**Problem statement**
From the listing below, retype exactly the line holding "#if DNXCORE50", the line holding "(instead of methods).", and the lines between them; skip everything else.

**Provided material**

-------

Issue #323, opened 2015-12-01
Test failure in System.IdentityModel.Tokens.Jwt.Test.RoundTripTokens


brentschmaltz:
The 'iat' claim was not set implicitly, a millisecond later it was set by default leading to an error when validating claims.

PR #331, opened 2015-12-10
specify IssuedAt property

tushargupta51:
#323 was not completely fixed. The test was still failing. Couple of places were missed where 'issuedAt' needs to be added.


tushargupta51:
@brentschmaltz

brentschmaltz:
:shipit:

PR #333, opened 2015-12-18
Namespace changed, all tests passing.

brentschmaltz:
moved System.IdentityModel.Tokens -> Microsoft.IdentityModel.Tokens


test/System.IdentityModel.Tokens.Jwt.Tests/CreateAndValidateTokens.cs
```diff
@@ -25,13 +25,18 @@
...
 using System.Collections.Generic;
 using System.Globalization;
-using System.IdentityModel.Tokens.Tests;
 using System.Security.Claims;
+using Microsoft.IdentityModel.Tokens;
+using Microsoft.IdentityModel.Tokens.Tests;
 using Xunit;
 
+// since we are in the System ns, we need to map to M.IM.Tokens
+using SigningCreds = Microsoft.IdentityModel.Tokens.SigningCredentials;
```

-------

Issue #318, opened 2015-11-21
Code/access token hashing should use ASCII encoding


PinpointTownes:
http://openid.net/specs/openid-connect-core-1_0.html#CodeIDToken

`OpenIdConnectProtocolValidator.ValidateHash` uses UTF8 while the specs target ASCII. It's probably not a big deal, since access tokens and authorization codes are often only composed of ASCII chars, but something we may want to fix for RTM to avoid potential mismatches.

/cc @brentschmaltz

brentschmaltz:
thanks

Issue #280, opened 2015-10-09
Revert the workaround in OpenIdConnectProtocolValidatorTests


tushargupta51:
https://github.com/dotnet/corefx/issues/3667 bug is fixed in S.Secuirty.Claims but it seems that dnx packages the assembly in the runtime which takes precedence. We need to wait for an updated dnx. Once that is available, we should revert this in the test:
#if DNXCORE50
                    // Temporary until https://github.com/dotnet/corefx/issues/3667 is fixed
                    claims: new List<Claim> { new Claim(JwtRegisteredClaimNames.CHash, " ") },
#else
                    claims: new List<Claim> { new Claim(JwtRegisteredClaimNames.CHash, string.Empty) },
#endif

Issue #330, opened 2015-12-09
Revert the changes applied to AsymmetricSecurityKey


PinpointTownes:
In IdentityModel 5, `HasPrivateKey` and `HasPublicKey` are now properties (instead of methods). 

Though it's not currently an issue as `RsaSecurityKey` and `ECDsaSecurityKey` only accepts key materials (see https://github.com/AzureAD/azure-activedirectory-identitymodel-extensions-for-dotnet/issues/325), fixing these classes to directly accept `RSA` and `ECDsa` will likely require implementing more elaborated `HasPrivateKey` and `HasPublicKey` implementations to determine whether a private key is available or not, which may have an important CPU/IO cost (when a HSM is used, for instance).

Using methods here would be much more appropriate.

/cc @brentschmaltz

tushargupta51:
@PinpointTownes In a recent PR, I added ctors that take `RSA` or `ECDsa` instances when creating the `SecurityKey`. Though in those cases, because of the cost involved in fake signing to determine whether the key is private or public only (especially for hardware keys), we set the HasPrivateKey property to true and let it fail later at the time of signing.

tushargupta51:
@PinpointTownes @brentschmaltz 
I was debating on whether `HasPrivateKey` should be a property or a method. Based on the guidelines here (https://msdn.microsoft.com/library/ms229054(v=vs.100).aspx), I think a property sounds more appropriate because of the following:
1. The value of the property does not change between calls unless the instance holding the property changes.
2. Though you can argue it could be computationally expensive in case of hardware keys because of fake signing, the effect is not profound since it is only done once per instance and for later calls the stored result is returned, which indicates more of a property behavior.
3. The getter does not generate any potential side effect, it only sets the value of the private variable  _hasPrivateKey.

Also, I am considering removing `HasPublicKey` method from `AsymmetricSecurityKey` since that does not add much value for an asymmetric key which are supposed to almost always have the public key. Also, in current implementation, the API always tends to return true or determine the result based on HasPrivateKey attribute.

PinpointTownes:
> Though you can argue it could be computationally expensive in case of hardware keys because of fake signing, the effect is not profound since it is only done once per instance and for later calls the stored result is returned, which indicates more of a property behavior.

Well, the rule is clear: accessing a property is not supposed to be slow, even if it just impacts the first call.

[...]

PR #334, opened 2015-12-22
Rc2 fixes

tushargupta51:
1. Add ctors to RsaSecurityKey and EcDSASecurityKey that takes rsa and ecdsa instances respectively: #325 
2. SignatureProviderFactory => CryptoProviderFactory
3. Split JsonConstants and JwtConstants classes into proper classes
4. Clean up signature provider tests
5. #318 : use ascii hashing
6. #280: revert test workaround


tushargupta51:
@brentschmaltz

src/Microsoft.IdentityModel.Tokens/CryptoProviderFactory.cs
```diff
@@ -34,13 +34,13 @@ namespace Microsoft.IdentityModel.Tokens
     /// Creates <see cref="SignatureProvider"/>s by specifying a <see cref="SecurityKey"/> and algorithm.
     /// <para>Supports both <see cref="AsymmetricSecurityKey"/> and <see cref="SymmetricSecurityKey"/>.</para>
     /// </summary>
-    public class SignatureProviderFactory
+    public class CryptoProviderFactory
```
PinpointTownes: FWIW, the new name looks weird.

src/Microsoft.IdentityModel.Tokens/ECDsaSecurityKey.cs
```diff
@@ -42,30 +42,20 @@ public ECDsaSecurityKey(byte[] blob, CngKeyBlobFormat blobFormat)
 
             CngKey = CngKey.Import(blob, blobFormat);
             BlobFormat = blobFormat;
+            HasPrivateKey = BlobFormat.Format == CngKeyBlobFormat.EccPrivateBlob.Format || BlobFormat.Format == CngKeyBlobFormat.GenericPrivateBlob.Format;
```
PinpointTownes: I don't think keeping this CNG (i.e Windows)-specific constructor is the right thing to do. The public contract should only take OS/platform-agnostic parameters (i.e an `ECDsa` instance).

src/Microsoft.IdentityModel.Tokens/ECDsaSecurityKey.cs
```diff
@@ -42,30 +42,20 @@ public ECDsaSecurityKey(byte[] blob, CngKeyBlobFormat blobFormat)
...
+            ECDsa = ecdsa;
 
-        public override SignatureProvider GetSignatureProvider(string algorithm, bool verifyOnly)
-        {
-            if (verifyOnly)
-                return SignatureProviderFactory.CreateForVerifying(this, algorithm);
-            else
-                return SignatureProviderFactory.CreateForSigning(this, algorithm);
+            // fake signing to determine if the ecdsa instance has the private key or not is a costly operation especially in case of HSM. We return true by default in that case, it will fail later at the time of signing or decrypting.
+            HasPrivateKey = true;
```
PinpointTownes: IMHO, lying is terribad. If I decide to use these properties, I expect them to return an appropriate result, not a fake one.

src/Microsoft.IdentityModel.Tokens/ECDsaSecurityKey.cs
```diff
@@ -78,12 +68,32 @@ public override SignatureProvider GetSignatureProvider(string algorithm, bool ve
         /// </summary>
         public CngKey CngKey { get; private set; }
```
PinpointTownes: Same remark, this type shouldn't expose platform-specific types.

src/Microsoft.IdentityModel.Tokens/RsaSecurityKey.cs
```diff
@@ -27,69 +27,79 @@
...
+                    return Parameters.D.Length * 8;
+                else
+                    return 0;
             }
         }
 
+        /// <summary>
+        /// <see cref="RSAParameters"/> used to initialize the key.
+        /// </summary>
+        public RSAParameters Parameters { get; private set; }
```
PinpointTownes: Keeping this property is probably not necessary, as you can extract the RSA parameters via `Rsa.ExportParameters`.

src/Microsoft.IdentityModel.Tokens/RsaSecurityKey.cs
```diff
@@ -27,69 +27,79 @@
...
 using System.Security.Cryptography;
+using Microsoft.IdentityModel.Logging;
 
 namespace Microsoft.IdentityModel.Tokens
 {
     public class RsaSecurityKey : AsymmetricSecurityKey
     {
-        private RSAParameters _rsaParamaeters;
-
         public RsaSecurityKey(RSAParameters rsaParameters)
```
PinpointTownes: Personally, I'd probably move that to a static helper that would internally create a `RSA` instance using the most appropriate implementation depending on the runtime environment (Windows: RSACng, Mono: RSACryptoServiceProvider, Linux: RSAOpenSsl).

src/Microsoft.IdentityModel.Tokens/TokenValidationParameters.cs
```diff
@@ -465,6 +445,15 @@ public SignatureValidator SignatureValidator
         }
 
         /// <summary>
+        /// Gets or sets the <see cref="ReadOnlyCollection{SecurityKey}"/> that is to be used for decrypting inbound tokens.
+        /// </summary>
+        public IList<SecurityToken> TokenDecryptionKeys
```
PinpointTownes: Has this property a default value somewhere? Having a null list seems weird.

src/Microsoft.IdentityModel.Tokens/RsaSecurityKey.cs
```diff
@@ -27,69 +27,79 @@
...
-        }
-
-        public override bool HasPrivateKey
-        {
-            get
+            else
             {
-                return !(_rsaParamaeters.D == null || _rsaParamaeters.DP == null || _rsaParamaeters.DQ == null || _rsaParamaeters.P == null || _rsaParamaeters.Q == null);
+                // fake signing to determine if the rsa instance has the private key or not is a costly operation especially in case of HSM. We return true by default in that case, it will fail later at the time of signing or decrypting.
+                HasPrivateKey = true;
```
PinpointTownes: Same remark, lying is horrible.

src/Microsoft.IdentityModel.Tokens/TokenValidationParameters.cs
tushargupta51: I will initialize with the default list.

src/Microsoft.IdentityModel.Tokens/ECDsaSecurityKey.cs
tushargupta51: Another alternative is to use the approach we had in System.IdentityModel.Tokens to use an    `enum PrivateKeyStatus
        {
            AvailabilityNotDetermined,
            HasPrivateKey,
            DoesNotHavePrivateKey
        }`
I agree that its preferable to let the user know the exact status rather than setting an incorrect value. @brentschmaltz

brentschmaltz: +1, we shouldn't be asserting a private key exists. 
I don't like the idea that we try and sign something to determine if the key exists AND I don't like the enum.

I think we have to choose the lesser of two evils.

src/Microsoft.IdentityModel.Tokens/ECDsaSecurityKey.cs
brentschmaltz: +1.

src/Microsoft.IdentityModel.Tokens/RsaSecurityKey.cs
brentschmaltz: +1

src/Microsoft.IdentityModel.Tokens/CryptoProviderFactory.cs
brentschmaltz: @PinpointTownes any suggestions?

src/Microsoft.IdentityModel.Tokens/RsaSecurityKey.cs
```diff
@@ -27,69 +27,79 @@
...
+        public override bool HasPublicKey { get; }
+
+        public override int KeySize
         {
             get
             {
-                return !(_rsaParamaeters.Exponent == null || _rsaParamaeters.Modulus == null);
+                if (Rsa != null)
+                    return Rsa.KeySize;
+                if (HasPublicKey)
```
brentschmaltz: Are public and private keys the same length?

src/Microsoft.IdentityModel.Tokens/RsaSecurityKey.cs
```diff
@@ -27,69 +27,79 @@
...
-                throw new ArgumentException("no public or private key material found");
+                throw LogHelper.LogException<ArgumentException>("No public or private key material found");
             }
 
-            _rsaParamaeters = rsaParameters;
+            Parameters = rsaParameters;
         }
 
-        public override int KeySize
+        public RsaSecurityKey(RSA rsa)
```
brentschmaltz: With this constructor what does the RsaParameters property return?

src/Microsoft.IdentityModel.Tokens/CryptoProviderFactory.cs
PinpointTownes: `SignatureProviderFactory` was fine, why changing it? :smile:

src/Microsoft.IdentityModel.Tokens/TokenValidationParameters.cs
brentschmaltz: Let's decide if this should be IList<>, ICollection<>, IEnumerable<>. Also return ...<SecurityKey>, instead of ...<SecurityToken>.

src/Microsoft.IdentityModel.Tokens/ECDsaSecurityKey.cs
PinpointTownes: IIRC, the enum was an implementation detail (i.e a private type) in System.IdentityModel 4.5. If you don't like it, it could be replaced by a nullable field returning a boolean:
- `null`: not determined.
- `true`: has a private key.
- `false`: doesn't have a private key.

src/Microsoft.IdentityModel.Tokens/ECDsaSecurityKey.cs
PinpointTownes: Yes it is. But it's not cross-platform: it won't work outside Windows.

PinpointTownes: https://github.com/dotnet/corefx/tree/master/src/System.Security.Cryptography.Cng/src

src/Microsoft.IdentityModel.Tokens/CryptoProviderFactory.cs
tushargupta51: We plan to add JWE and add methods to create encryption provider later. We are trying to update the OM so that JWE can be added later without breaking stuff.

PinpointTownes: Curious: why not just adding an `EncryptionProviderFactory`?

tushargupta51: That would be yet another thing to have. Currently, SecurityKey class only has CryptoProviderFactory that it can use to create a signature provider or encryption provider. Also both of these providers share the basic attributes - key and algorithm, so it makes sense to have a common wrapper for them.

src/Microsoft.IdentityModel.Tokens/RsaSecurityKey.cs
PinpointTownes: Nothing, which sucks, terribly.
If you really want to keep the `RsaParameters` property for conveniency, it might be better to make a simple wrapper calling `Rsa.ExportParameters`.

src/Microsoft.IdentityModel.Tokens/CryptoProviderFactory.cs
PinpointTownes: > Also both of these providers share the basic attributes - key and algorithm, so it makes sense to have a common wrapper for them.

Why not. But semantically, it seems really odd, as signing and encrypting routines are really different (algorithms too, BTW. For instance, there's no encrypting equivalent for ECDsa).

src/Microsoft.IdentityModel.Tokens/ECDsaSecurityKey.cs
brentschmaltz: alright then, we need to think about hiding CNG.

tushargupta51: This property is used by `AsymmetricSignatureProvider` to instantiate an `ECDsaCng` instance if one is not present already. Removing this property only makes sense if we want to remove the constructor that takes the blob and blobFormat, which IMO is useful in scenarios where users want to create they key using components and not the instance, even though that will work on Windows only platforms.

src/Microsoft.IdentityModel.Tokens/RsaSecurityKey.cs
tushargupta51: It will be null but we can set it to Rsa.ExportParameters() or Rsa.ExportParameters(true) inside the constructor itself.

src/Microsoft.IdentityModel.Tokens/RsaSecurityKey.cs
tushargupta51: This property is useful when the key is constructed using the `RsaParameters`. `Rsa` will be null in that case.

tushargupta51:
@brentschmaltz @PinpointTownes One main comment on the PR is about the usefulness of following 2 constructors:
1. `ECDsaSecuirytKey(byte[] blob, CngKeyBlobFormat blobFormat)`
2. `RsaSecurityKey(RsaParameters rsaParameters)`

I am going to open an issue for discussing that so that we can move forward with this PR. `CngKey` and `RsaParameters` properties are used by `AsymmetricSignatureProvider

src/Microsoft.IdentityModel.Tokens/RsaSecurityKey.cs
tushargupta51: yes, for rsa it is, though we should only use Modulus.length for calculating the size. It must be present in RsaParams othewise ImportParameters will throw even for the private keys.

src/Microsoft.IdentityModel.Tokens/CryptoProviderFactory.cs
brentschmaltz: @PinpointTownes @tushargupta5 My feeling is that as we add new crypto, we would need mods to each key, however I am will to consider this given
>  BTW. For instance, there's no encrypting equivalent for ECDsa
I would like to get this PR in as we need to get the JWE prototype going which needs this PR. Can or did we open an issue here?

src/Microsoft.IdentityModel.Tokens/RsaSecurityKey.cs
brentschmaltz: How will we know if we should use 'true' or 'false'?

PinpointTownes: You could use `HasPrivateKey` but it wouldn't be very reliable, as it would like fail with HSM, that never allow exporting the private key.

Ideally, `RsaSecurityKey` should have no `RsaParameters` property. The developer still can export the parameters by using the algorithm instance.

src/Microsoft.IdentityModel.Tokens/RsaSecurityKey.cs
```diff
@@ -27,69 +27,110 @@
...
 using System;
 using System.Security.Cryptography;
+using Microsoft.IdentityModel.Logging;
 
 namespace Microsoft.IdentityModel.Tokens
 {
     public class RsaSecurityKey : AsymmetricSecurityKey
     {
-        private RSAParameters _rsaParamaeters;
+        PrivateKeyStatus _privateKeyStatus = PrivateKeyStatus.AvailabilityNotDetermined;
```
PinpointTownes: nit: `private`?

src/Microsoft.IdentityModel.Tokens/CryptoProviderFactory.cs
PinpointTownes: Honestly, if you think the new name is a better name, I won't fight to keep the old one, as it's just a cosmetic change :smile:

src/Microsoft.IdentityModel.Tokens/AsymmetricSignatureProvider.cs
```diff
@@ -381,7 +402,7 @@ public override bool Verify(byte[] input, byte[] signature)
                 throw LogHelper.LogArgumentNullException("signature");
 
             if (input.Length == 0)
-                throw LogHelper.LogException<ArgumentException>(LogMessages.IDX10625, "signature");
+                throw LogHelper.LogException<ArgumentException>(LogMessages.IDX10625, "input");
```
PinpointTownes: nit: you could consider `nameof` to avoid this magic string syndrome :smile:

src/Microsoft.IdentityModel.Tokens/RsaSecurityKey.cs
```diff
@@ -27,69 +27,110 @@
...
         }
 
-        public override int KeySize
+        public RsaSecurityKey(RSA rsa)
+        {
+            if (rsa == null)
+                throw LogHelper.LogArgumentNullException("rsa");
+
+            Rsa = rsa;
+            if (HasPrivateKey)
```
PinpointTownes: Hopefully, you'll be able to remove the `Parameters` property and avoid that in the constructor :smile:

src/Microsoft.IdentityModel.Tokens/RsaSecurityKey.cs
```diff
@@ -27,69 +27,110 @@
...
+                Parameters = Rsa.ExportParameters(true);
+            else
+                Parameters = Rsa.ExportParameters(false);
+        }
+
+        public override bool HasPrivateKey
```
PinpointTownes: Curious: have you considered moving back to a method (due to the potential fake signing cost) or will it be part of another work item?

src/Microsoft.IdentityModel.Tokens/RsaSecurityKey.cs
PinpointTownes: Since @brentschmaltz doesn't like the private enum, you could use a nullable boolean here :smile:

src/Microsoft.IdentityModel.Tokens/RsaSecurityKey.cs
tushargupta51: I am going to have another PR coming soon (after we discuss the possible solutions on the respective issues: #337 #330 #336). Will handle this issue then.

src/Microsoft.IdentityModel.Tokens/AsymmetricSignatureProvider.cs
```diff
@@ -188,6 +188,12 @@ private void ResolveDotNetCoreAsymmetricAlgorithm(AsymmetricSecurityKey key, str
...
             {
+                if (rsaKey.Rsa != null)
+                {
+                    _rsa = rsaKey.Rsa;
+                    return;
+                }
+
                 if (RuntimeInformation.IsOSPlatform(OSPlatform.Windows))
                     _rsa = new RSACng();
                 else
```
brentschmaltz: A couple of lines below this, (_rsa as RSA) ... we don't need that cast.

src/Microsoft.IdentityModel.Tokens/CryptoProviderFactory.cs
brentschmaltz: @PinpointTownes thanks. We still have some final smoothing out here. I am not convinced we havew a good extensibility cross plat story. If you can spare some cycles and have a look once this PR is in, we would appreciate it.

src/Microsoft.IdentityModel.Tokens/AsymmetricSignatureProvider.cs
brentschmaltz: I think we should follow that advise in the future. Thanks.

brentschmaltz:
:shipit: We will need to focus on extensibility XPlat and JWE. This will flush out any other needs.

-------

**Solution**
#if DNXCORE50
                    // Temporary until https://github.com/dotnet/corefx/issues/3667 is fixed
                    claims: new List<Claim> { new Claim(JwtRegisteredClaimNames.CHash, " ") },
#else
                    claims: new List<Claim> { new Claim(JwtRegisteredClaimNames.CHash, string.Empty) },
#endif

Issue #330, opened 2015-12-09
Revert the changes applied to AsymmetricSecurityKey


PinpointTownes:
In IdentityModel 5, `HasPrivateKey` and `HasPublicKey` are now properties (instead of methods). 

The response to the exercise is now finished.